■ MATERIAL TO PROCESS
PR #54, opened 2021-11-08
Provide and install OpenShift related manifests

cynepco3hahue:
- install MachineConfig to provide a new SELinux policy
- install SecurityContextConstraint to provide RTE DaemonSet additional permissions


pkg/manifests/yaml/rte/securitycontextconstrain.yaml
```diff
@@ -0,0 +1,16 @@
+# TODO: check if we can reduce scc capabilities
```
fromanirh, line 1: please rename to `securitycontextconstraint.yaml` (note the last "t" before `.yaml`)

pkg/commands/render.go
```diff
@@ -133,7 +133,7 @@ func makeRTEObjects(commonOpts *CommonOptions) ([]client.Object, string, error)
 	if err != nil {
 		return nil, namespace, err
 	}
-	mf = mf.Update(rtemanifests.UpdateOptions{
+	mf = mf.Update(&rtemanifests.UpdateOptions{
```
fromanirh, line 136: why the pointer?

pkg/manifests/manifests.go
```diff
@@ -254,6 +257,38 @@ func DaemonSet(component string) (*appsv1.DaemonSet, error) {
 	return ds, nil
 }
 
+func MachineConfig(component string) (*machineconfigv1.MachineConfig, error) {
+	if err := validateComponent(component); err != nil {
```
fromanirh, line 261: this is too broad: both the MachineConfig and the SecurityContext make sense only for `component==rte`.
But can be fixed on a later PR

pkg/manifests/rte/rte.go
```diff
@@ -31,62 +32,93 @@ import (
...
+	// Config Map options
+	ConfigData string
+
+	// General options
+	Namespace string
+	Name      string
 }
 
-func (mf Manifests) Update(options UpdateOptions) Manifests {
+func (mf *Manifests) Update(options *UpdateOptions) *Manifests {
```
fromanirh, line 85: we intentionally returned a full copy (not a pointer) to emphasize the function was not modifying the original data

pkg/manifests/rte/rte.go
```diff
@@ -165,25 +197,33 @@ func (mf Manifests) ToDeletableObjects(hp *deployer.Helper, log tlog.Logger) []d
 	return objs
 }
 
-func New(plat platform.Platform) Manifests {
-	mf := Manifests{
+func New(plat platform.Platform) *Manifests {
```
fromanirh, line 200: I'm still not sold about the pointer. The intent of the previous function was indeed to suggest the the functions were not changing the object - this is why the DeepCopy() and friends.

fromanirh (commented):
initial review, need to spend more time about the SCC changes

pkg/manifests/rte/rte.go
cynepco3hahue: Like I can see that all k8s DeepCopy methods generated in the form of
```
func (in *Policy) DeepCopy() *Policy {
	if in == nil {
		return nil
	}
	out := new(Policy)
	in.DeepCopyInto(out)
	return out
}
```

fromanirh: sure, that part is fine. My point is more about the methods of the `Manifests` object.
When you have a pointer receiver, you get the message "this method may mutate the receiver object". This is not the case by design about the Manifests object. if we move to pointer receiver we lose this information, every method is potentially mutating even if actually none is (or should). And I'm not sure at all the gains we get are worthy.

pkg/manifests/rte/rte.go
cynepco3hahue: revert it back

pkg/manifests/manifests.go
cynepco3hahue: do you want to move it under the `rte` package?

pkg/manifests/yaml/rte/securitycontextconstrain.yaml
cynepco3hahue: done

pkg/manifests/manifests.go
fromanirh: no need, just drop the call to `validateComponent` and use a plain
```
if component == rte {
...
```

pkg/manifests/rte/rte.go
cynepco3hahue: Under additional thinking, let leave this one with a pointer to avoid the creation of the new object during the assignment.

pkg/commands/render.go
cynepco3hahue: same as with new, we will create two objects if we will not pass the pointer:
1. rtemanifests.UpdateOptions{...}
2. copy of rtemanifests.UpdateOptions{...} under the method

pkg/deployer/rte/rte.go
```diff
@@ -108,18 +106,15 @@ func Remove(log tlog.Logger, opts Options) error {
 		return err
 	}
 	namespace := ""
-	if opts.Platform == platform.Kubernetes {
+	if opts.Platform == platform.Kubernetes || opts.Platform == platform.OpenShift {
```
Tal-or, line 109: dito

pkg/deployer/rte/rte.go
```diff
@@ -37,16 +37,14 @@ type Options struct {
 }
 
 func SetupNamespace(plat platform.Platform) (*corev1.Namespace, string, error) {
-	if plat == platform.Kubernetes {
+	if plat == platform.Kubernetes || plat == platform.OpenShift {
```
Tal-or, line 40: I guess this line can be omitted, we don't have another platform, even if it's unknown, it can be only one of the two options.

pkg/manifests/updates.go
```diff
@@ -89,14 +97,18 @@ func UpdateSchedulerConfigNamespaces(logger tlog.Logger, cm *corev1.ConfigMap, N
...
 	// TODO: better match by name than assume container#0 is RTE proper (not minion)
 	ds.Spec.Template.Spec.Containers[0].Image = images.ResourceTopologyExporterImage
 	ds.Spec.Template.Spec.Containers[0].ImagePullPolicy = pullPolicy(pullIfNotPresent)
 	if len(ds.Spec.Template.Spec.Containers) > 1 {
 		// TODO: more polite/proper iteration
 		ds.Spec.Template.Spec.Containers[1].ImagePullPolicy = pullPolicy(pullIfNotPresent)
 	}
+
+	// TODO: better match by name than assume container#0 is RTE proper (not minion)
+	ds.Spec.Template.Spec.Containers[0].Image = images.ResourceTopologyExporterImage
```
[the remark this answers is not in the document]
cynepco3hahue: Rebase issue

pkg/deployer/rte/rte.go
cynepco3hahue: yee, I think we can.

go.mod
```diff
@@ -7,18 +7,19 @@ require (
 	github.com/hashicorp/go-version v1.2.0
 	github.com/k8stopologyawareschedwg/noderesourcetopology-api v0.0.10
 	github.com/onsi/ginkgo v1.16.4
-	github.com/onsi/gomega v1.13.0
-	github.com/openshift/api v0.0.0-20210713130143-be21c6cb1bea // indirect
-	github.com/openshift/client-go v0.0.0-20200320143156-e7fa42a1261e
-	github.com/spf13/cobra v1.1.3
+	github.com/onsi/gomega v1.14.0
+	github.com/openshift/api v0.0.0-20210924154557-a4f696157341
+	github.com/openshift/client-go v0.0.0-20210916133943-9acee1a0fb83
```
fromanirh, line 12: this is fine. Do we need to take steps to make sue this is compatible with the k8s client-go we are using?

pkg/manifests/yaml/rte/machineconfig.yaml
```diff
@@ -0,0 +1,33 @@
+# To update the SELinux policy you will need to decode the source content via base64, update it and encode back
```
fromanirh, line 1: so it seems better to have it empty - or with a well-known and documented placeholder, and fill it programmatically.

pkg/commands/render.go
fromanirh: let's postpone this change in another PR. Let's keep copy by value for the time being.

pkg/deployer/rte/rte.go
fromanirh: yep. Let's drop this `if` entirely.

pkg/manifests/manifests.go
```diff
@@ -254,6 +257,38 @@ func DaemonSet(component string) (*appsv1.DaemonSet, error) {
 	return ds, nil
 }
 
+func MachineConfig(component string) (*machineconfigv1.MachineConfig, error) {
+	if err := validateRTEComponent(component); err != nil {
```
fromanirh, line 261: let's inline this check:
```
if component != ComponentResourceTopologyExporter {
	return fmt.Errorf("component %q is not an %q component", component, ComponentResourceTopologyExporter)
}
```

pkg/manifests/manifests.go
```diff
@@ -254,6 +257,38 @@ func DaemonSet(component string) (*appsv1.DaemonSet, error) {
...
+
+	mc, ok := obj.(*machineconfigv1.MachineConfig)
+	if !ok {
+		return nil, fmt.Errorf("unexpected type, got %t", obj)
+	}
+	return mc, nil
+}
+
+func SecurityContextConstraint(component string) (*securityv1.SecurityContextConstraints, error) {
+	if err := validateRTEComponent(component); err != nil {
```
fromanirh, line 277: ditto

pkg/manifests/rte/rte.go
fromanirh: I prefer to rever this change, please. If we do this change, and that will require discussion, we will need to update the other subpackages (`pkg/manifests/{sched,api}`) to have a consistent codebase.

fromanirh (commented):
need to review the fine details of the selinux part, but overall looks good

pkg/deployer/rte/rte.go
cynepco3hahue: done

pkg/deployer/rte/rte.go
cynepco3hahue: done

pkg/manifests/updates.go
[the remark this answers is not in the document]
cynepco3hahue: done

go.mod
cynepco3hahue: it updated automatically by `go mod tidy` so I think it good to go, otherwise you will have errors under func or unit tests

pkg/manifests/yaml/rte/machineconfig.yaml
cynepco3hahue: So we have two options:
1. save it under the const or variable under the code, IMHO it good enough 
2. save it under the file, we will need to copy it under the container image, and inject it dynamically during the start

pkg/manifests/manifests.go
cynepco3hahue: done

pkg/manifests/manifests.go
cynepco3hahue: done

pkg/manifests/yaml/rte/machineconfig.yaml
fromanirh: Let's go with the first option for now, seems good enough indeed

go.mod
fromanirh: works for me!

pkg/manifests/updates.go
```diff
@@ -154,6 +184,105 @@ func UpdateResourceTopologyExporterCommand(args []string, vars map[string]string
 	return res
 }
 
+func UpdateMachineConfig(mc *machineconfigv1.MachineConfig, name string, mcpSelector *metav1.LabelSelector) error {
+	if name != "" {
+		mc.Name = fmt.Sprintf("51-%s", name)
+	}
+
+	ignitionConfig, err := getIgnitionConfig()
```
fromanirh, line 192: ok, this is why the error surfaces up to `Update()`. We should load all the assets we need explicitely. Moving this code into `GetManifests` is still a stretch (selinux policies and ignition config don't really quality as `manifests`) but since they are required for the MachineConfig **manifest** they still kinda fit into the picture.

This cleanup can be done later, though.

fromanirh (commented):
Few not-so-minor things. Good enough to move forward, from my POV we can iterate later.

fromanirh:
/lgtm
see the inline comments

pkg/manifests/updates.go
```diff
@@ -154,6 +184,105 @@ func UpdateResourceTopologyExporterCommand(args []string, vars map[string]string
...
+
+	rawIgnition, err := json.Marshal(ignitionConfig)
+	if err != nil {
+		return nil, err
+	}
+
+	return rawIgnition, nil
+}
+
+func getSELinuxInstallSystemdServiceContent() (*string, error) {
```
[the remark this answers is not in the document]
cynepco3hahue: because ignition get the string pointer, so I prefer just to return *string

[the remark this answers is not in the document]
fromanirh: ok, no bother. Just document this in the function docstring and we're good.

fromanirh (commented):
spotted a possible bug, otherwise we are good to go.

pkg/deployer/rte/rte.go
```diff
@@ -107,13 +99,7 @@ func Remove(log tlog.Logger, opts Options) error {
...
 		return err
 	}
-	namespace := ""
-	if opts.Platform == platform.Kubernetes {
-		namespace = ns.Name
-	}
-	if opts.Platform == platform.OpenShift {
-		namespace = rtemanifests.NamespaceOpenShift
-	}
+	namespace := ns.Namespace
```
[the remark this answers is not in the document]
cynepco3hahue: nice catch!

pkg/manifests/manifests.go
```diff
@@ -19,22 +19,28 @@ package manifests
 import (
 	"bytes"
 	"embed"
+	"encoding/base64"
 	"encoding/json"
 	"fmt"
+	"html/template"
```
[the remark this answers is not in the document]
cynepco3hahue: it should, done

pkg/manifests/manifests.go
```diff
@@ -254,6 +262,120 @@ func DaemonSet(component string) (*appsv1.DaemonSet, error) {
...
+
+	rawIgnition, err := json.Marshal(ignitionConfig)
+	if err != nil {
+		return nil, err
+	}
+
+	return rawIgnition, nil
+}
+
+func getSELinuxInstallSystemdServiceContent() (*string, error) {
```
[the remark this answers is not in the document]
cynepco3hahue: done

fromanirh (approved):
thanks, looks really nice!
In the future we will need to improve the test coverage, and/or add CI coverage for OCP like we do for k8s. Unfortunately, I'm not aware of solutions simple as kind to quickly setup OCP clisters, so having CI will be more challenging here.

■ WORK TASK
Copy each line of the listing above that contains the word "rtemanifests".

■ TASK RESPONSE
-	mf = mf.Update(rtemanifests.UpdateOptions{
+	mf = mf.Update(&rtemanifests.UpdateOptions{
1. rtemanifests.UpdateOptions{...}
2. copy of rtemanifests.UpdateOptions{...} under the method
-		namespace = rtemanifests.NamespaceOpenShift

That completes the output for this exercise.